Materiales y métodos

Aislamientos fúngicos
Se analizaron cinco aislamientos fúngicos autóctonos y una cepa de referencia. A cada uno de ellos se les verificó la identificación fenotípica realizando estudios micológicos (cultivos en agar Sabouraud a 25 y 37°C) y usando claves taxonómicas (24) (Tabla I).

Tabla I.Aislamientos y cepa deAspergillussecciónFumigati.
EB-UCV: Escuela de Bioanálisis-UCV, UIDJA: Unidad de Información y Documentación Jorge Ahumada CENDES-UCV. INHRR: Instituto Nacional de Higiene “Rafael Rangel”. NCPF-MRL: National Collection of Pathogenic Fungi, Mycological reference laboratory.

Cinética de crecimiento
Preparación del inóculo fúngico 
Se siguió la metodología reportada previamente (7), con algunas modificaciones. Se hicieron tres resiembras cada tres días en agar Sabouraud (AS) a temperatura ambiente (TA) seguidos de tres subcultivos en 30 mL de Sabouraud líquido (SL) con intervalos de tres días cada uno, en agitación mecánica constante (80 rpm)  a 28 ºC. Luego, el cultivo fúngico se homogeneizó (homogeneizador IKA-WERK®) y diluyó lo suficiente con SL  para obtener una DO de 0,024 a 540 nm.

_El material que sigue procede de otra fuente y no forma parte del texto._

PR #285, opened 2017-07-24
Adds a temporary page to view metadata quality.

rossjones:
Temporarily adds a new page to allow us to see why we think a dataset
is bad quality, it is at /datasets/NAME/quality.  We may (or not) want
to integrate something similar at some point so that publishers know
why we consider a dataset bad quality.

New scores can be added to the class at /lib/quality/quality_score
by adding a new method that ends with _score, it should return an integer.

This is to close https://trello.com/c/Dbs1tDIg/226-quality-reporting-in-publish

### DIFF
--- a/lib/quality/quality_score.rb
+++ b/lib/quality/quality_score.rb
@@ -42,11 +42,11 @@ class QualityScore
 
     # Are there any links at all?
     current = if links.size() == 0
-      @reasons << "There are no data links in this dataset"
-      10
-    else
-      0
-    end
+                @reasons << "There are no data links in this dataset"
+                10
+              else
+                0
+              end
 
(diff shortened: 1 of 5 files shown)


lib/quality/quality_score.rb
```diff
@@ -0,0 +1,103 @@
...
+    if @dataset.frequency.blank?
+      @reasons << "This dataset has no update frequency set"
+      10
+    else
+      0
+    end
+  end
+
+  def documentation_score
+    if @dataset.docs.count() == 0
```
hannako: Not sure you need the brackets here or in the other methods ie...`@dataset.docs.count == 0`, `@dataset.links.all` etc

PR #286, opened 2017-07-24
Autoset UUIDs where needed rather than relying on uuid-ossp

rossjones:


govuklaurence:
Might be easier to do it on ApplicationRecord... all models use UUID, right?

rossjones:
No, only some models.

PR #293, opened 2017-07-27
Remove attempt to load UUID extension

rossjones:
Otherwise migrations break on Paas.

Also adds the paas.sh to workaround PaaS not leaving bin/rails in a runnable state when you ssh in to the container.  Should run as 

```
cd app
../tools/paas.sh bin/rails something....
```


rossjones:
If someone wanted to squash the migrations, that would also be awesome...

PR #296, opened 2017-07-28
Organisation scores

rossjones:
Adds a page at /quality that lists the scores for a particular organisation.
It shows the highest score, the lowest score, and the median.

Scores have to be generated offline with the quality:calculate_all rake task.

Once this is no longer needed, it will need to be removed.


lib/tasks/quality.rake
```diff
@@ -1,13 +1,65 @@
...
   task :score,[:dataset] => :environment do |_, args|
     dataset = Dataset.find_by(name: args.dataset)
-    q = QualityScore.new(dataset)
-    p q.score
-    p q.reasons
+    q = QualityScoreCalculator.new(dataset)
   end
 
+  desc "Calculate scores for an organisation"
+  task :calculate, [:organisation] => :environment do |_, args|
```
hannako: Just so we don't have to bug you once you're gone, might be worth making a comment that it's expecting short-name or something.

PR #299, opened 2017-07-31
Tries harder to import resources with dates attached

rossjones:
As a drive-by, also sets the INSPIRE guid which was missing in earlier import


rossjones:
Messed up my merging.

PR #302, opened 2017-08-01
Adds a model and a rake task for generating previews.

rossjones:
This is the initial backend of the preview code.

Adds a new model linked to the link table, containing a json blob for
the preview of that link, if it's a CSV.

A new rake task ```preview:generate_all``` will iterate through the database
and find all links claiming to be CSVs (hint they're often not) and trying
to create a preview entry for them.

Because we don't have the faintest idea of what the encoding of the incoming CSV
is, we use the ```file``` command to find out what it is, and convert it to
UTF-8 if possible using iconv.

Still needs a UI, changes to dataset view to link to page and hooking in
to new links being created (as a sidekiq task). As preview blob is reasonably 
small, we might want to have it indexed with the link (or alternatively in a separate
index).

Requires a bundle install

Requires a migration

### DIFF
--- a/Gemfile
+++ b/Gemfile
@@ -26,6 +26,7 @@ gem "ancestry", "~> 3.0.1"
 gem "govuk-lint", "~> 2.1.0"
 gem 'whois-parser'
 gem "sidekiq", "~> 5.0.4"
+gem 'iconv', "~> 1.0.4"
 
 group :development, :test do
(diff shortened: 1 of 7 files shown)


rossjones:
At current usage levels, and just for CSVs this might get to 30Mb of data in the DB.

PR #307, opened 2017-08-02
A preview API

rossjones:
When a file id is given to /api/previews/:file_id then it will return a JSON
blob containing enough information to show a preview of the file.

e.g

```json
{
  id: 1,
  link_id: 11,
  content: {
    type: "CSV",
    body: [
	 [
	  "Name:",
	  "Age"
	],
	[
	  "Bob",
	  "23"
	],
	[
	  "Fred",
	  "24"
	],
	[
	  "Jane",
	  "22"
	]
      ]
    },
    created_at: "2017-08-02T14:23:03.710Z",
    updated_at: "2017-08-02T14:23:03.710Z"
}
```

### DIFF
--- a/app/controllers/links_controller.rb
+++ b/app/controllers/links_controller.rb
@@ -1,5 +1,6 @@
 class LinksController < ApplicationController
   before_action :set_current_dataset
+  skip_before_action :set_current_dataset, only: [:preview]
 
   def new
     @link = Link.new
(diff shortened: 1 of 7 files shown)


rossjones:
To determine the encoding, we run the ```file``` command and ask it, then do the conversion to utf8 if necessary.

Estandarización de los tiempos de lectura
Para ello se escogió, al azar, el aislamiento Nº 1 y con él se realizaron tres protocolos para curvas de crecimiento utilizando diferentes tiempos de lectura y el inóculo estandarizado. 

Curvas de crecimiento
Se escogió el protocolo Nº 3 por ser el que permitió la mejor definición de las fases de crecimiento; en este se efectuaron 11 lecturas,  las dos primeras cada 12 h, las tres lecturas siguientes se hicieron con intervalos de tres h, la sexta se efectuó 12 h después, las cuatro siguientes con intervalos de tres h y la última se ejecutó 12 h  más tarde, a las 60 h.  
Se inocularon fiolas de 50 mL con 10 mL del inóculo estandarizado y se incubó bajo las condiciones ya descritas. Se midió la turbidez fúngica generada a 540 nm a los diferentes tiempos (previa homogenización de los 10mL del inoculo). Cada determinación se hizo por duplicado.  
Los datos obtenidos fueron   graficados (tiempo vs. DO) usando Microsoft Excel 2010. Se realizó un control de pureza en AS a TA antes de la lectura de DO. 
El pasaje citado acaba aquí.